8. Best toys / chew toys?


----------



## UplandV (Feb 8, 2009)

Good luck with your new pup,

1) Any crate will do, generally I prefer a smaller crate for the car and house, as they are easier to move around. This will depend on how large the parents of your vizsla are, as we generally have smaller V's.

3) Either works well, I prefer a retractable leash for walking the dog. Leather looks nicer, but does not generally hold up as well as nylon and is more expensive.

4) I prefer large (width) collars, as it is easier to handle the dog, and they spread out the pressure from pulling.
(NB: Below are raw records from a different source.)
PR #214, opened 2015-02-15
Fixes #212 relating to categories being null from incorrect syntax in posts

### LINKED ISSUE #212: If a post has invalid categories, it won't render
Forgive me, it's been awhile since I've used Github so I'm not sure how all the cool kids link to stuff properly anymore.

Basically if a post has no category, it'll throw a `NullReferenceException` when evaluating the permalink. The "offending" line (for lack of a better term) is this:
```permalink = permalink.Replace(":categories", string.Join("-", page.Categories.ToArray()));```

https://github.com/Code52/pretzel/blob/master/src/Pretzel.Logic/Templating/Context/SiteContextGenerator.cs#L402

Now, I know I could send in a PR but there would be a couple of things to think about:

* A check before hand, `if (page.Categories != null)` solves the issue, easy done, right? Well, does that then necessitate a check for each of the date properties?
* Investigate why `page.Categories` isn't initialised, because in theory it is in the constructor for Page.

vikingcode:


laedit:
Thanks, that was quick!
But i'm not comfortable with the fact to let `:categories` in the url if there no categories because Pretzel screwed up.
I think  `Categories` should always be at least an empty collection.

vikingcode:
Ah, I hadn't thought of that scenario (I don't use categories on my permalinks). Do you think instead of a null check, `if (header.ContainsKey("categories") && header["categories"] is IEnumerable<string>)` would be better?

laedit:
Yes, that would be great.

vikingcode:
Bam, and the issue is gone (I hope!)

laedit:
Excellent, thanks!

Dogs unlimted has some great choices, for collars, they even will put a customized name plate on collar for you. Generally we put

Reward for Return 
Call XXX-XXX-XXXX
Reward for Return

V's are expensive dogs and have been known to be stolen...

5) Pinch collars are fine, we prefer to use a leather pinch from Lion County Supply or Dogs Unlimted. We have used both, either will work.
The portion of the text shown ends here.